程風鈺毫不留情:“它大概會給你一爪子。”
洛明原:qwq
莊想一邊安慰他,一邊視線在室內兜了一圈。
他們這組的後位圈的選手不多, 但也不少。最低位就是56名洛明原, 除他之外還有三名選手, 排名都岌岌可危。
不過除開他們, 其他人也好不到哪裡去——三公就是這樣一個人人自危的一個時間點。不管是哪個排名階層的選手都麵臨著很大的壓力。
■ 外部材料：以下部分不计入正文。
PR #1044, opened 2021-12-18
Add another ecmult_multi test

sipa:
Add a large randomized test for ecmult_multi_* functions, which aims to test:
* Small and large numbers of (scalar,point) input pairs (from 0 to 128, vaguely exponentially distributed).
* Small and large numbers of (scalar,point) input pairs that individually multiply to zero (so scalar=0 or point=infinity), as those are handled specially in wnaf loops.
* With final output equal to infinity or not (roughly 50% chance).
* With the factor for G equal to 0 or not (roughly 50% chance).
* All single-batch algorithms (ecmult_multi_var, as well as ecmult_strauss_single_batch and ecmult_pippenger_single_batch).

I wrote this mostly to gain confidence in the handling of (0,p) or (s,infinity) inputs being changed by #899.

### DIFF
--- a/src/tests.c
+++ b/src/tests.c
@@ -4052,6 +4052,174 @@ void test_ecmult_multi(secp256k1_scratch *scratch, secp256k1_ecmult_multi_func e
     }
 }
 
+int test_ecmult_multi_random(secp256k1_scratch *scratch) {
+    /* Large random test for ecmult_multi_* functions which exercises:
+     * - Few or many inputs (0 up to 128, roughly exponentially distributed).
+     * - Few or many 0*P or a*INF inputs (roughly uniformly distributed).
+     * - Including or excluding an nonzero a*G term (or such a term at all).
+     * - Final expected result equal to infinity or not (roughly 50%).
+     * - ecmult_multi_var, ecmult_strauss_single_batch, ecmult_pippenger_single_batch
+     */
+
+    /* These 4 variables define the eventual input to the ecmult_multi function.
+     * g_scalar is the G scalar fed to it (or NULL, possibly, if g_scalar=0), and
+     * scalars[0..filled-1] and gejs[0..filled-1] are the scalars and points
+     * which form its normal inputs. */
+    int filled = 0;
+    secp256k1_scalar g_scalar = SECP256K1_SCALAR_CONST(0, 0, 0, 0, 0, 0, 0, 0);
+    secp256k1_scalar scalars[128];
+    secp256k1_gej gejs[128];
+    /* The expected result, and the computed result. */
+    secp256k1_gej expected, computed;
+    /* Temporaries. */
+    secp256k1_scalar sc_tmp;
+    secp256k1_ge ge_tmp;
+    /* Variables needed for the actual input to ecmult_multi. */
+    secp256k1_ge ges[128];
+    ecmult_multi_data data;
+
+    int i;
+    /* Which multiplication function to use */
+    int fn = secp256k1_testrand_int(3);
+    secp256k1_ecmult_multi_func ecmult_multi = fn == 0 ? secp256k1_ecmult_multi_var :
+                                               fn == 1 ? secp256k1_ecmult_strauss_batch_single :
+                                               secp256k1_ecmult_pippenger_batch_single;
+    /* Simulate exponentially distributed num. */
+    int num_bits = 2 + secp256k1_testrand_int(6);
+    /* Number of (scalar, point) inputs (excluding g). */
+    int num = secp256k1_testrand_int((1 << num_bits) + 1);
+    /* Number of those which are nonzero. */
+    int num_nonzero = secp256k1_testrand_int(num + 1);
+    /* Whether we're aiming to create an input with nonzero expected result. */
+    int nonzero_result = secp256k1_testrand_bits(1);
+    /* Whether we will provide nonzero g multiplicand. In some cases our hand
+     * is forced here based on num_nonzero and nonzero_result. */
+    int g_nonzero = num_nonzero == 0 ? nonzero_result :
+                    num_nonzero == 1 && !nonzero_result ? 1 :
+                    (int)secp256k1_testrand_bits(1);
+    /* Which g_scalar pointer to pass into ecmult_multi(). */
+    const secp256k1_scalar* g_scalar_ptr = (g_nonzero || secp256k1_testrand_bits(1)) ? &g_scalar : NULL;
+    /* How many EC multiplications were performed in this function. */
+    int mults = 0;
+    /* How many randomization steps to apply to the input list. */
+    int rands = (int)secp256k1_testrand_bits(3);
+    if (rands > num_nonzero) rands = num_nonzero;
+
+    secp256k1_gej_set_infinity(&expected);
+    secp256k1_gej_set_infinity(&gejs[0]);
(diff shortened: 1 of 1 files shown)


src/tests.c
```diff
@@ -4052,6 +4052,145 @@ void test_ecmult_multi(secp256k1_scratch *scratch, secp256k1_ecmult_multi_func e
...
+        secp256k1_gej_set_ge(&gejs[filled], &ge_tmp);
+        ++filled;
+    }
+    if (result_nonzero) {
+        /* Compute the expected result. */
+        CHECK(filled <= 1);
+        secp256k1_ecmult(&result, &gejs[0], &scalars[0], &g_scalar);
+        mults += filled + g_nonzero;
+    }
+    /* At this point we have (filled <= 2) and result equals the sum of all (scalars,gejs) pairs. */
```
jonasnick, line 4124: Is `(g_scalar, g)` part of "all pairs"? If no, it should be mentioned here because it's included in the result. If yes, then the comment above `filled = 0` should mention "excluding g".

src/tests.c
```diff
@@ -4052,6 +4052,145 @@ void test_ecmult_multi(secp256k1_scratch *scratch, secp256k1_ecmult_multi_func e
...
+    int result_nonzero = secp256k1_testrand_bits(1);
+    /* Whether we will provide nonzero g multiplicand. */
+    int g_nonzero = num_nonzero == 0 ? result_nonzero :
+                    num_nonzero == 1 && !result_nonzero ? 1 :
+                    (int)secp256k1_testrand_bits(1);
+    /* Which g_scalar pointer to pass into ecmult_multi(). */
+    const secp256k1_scalar* g_scalar_ptr = (g_nonzero || secp256k1_testrand_bits(1)) ? &g_scalar : NULL;
+    /* How many scalars/gej pairs have been filled. */
+    int filled = 0;
+    /* How many EC multiplications were performed in this function. */
```
jonasnick, line 4085: "excluding ecmult_multi" if this is intentional. But it seems like it would be preferable to include `ecmult_multi` (the nonzero pairs) because `multi` appears to be a proxy for time and most of the multiplications will happen inside `ecmult_multi`. Probably worth to add a note on what `mults` is for exactly.

jonasnick (commented):
I can't judge if this helps with coverage of corner cases in #899. But I'll take a look at that PR. 

This new test adds about 16% (7.5 seconds) to my `./tests`.

src/tests.c
sipa: Yes, it is. I've improved the comments.

src/tests.c
sipa: Nice catch. That wasn't intentional (and also the reason why this test added so much runtime). I've fixed it.

sipa:
I've improved comments, fixed the ecmult count, and now benchmark the added cost of this test at 2% of the total runtime (at iters=64; at iters=1 it should be much lower), running ~1400 instances of it.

這個新話題把剛才莊想嘴快營造出的輕鬆氛圍一掃而空,取而代之的是一種讓人懼怕的沉默。
一秒,兩秒,三秒。
沒人說話。
莊想輕輕咳了一聲,笑眯眯地開口:“彆擔心啊。不管結果怎麼樣,努力就好。”
他語調是和平常無異的輕快,像是把大家之間擰成死結的氣氛稍稍鬆開了一點。
洛明原呼出一口氣,也跟著笑起來,應了一聲好。
莊想盯著他看兩秒,忽然想起什麼:“對了,我的雞叉骨……”
憋說一個月了,他好像一天都沒買過。
洛明原噎了一下,尷尬笑:“你、你還記得啊,弟弟記性真好……”
莊想:嗬,男人:)
閒聊一陣子之後,程風鈺看了一眼掛在練習室最前方的鐘表,說:“還有十分鐘到時間。”
大家互相對視一眼,齊刷刷地起身趕在選管來之前做準備。
開嗓的開嗓,活動筋骨的活動筋骨。沒一會兒選管就進來了,看到他們這麼認真的樣子,欣慰道:“年輕人就是有活力啊!”
大家嘻嘻哈哈地和他開了會兒玩笑。
莊想也慢悠悠地跟著一起活動,看選管放下手裡的記錄冊,彎下腰打開直播。
他好像每次都是這樣的動作。
時間久了,莊想總會恍惚覺得這樣的一天是否曾經發生過。
畢竟基地也就這麼大,可做的事情也就這麼多,每天都是一樣的重複,還不知道日期。久而久之的確給人以一種混沌感。
時間過得渾渾噩噩,又快又慢。
尤其是練習時間。本來常常覺得練習難熬。可是當成功把這段時間熬過去,又會覺得怎麼這麼快就結束了呢?
——麵臨告彆的時候,大家心裡的心情大概就是如此了。
淘汰日到了。
為了上鏡時不水腫、皮膚狀態好一些,大家都沒有吃晚飯。偌大的更衣間肚子咕嚕嚕叫的聲音時不時響起。
後台燈光有些微的不靈敏,時亮時暗。莊想換上製服,垂下眼睛拍拍衣擺,心情有一些奇怪。
總覺得今天早上大家才圍在一起討論什麼資本啦排名啊什麼的……居然這麼快就到了排名公布的時間。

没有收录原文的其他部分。